Show all lines from the records below in which the string "Microsoft" is present.

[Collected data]
________________________

PR #3502, opened 2026-05-23
Coalesce concurrent fetches

MZOLN:
Coalesce concurrent fetches on cold run.
Expose async handler for issuer validation.

PR #3516, opened 2026-06-02
Fix race condition in ConfigurationManager refresh state (#3142)

### LINKED ISSUE #3142: [Bug] Ensure updates to state are done atomically in ConfigurationManager
Note that to get help, you need to run the latest version. 
Microsoft.IdentityModel 8.5.0

**Where is the issue?**
 * [ ] M.IM.JsonWebTokens
 * [ ] M.IM.KeyVaultExtensions
 * [ ] M.IM.Logging
 * [x] M.IM.Protocols
 * [ ] M.IM.TestExtensions
 * [ ] M.IM.Tokens
 * [ ] M.IM.Tokens.Saml
 * [ ] M.IM.Validators
 * [ ] M.IM.Xml
 * [ ] S.IM.Tokens.Jwt
 * Other (please describe)

**Expected behavior**

Ensure updates to state are done atomically in ConfigurationManager. 

See #3090, these changes showed a viable way to handle this. It would need small changes to work with 8.5.0

**Actual behavior**

_syncAfter and _lastRequestRefresh do not have guaranteed atomic updates.

dipeshchaudhari3255:
# Fix race condition in ConfigurationManager refresh state (#3142)

* [x] You've read the Contributor Guide and Code of Conduct.
* [ ] You've included unit or integration tests for your change, where applicable.
* [x] You've included inline docs for your change, where applicable.
* [ ] If any gains or losses in performance are possible, you've included benchmarks for your changes.
* [x] There's an open issue for the PR that you are making.

Summary of the changes

Fix race condition caused by non-atomic refresh timestamp access.

## Description

Issue #3142 reports a thread-safety concern around concurrent access to refresh timing state in `ConfigurationManager`.

The fields `_syncAfter` and `_lastRequestRefresh` were used by multiple threads to determine whether a configuration refresh was required. These values were accessed concurrently without atomic read/write operations, which could result in inconsistent observations under heavy concurrency and lead to duplicate metadata retrievals.

### Changes

* Store `_syncAfter` as `long` ticks.
* Store `_lastRequestRefresh` as `long` ticks.
* Replace direct reads with `Interlocked.Read`.
* Replace direct writes with `Interlocked.Exchange`.
* Add inline comments documenting the thread-safety rationale and the relationship to Issue #3142.

### Validation

The issue was reproduced using a test application that generated 50 concurrent refresh requests.

Before the fix:

* Request count: 50
* Actual metadata HTTP calls: 2

After the fix:

* Request count: 50
* Actual metadata HTTP calls: 1

This confirms that concurrent refresh requests no longer trigger multiple simultaneous metadata retrievals.

Fixes #3142

### DIFF
--- a/src/Microsoft.IdentityModel.Protocols/Configuration/ConfigurationManager.cs
+++ b/src/Microsoft.IdentityModel.Protocols/Configuration/ConfigurationManager.cs
@@ -21,9 +21,11 @@ namespace Microsoft.IdentityModel.Protocols
     {
         internal Action _onBackgroundTaskFinish;
 
-        private DateTimeOffset _syncAfter = DateTimeOffset.MinValue;
-        private DateTimeOffset _lastRequestRefresh = DateTimeOffset.MinValue;
-        private bool _isFirstRefreshRequest = true;
+        // Stored as ticks so reads/writes can be performed atomically via Interlocked.
+        // Prevents torn reads/writes under concurrent access (Issue #3142).
+        private long _syncAfter = DateTimeOffset.MinValue.Ticks;
+        private long _lastRequestRefresh = DateTimeOffset.MinValue.Ticks;
+        private int _isFirstRefreshRequest = 1;
         private readonly SemaphoreSlim _configurationNullLock = new SemaphoreSlim(1);
 
         private readonly IDocumentRetriever _docRetriever;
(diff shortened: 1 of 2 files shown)


MZOLN:
This seems to overlap with https://github.com/AzureAD/azure-activedirectory-identitymodel-extensions-for-dotnet/pull/3502

dipeshchaudhari3255:
@MZOLN
Thanks for pointing that out.

I reviewed #3502  and it appears to focus on coalescing concurrent callers during the initial configuration retrieval path when `_currentConfiguration` is null by introducing a shared in-flight fetch task.

This PR addresses Issue #3142 specifically by making access to `_syncAfter` and `_lastRequestRefresh` atomic using `Interlocked.Read` and `Interlocked.Exchange`. The goal is to prevent concurrent callers from observing inconsistent refresh timestamp state during refresh scheduling and triggering duplicate metadata refreshes.

The two changes appear related in that they both reduce duplicate metadata retrievals, but they address different code paths and different concurrency issues.

PR #735, opened 2021-01-26
Replaced Reincarnation with Anchor Soul.

Jaccouille:
$changelog: Replaced Reincarnation with Anchor Soul for both Master Healer and Sage.
$changelog: Added the Anchor Soul ability, which prevents a unit from dying momentarily.

Upon taking fatal HP damage, incoming damage will be denied and hp won't be reduced to 1, reason is, I had issue during testing with the unit affected having 1 HP and dying from the mage masher manaburn proc, didn't seem related to stat loss when I debugged.

Open to discussion.


totony-misc:
> didn't seem related to stat loss when I debugged.

might be because of normal stats degen

jonathanmclaus:
There is no normal stat degen. It's set to 0 for trolls and degen is handled by `StatLoss` package.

________________________

» **ANSWER TO THE EXERCISE**
Microsoft.IdentityModel 8.5.0
--- a/src/Microsoft.IdentityModel.Protocols/Configuration/ConfigurationManager.cs
+++ b/src/Microsoft.IdentityModel.Protocols/Configuration/ConfigurationManager.cs
@@ -21,9 +21,11 @@ namespace Microsoft.IdentityModel.Protocols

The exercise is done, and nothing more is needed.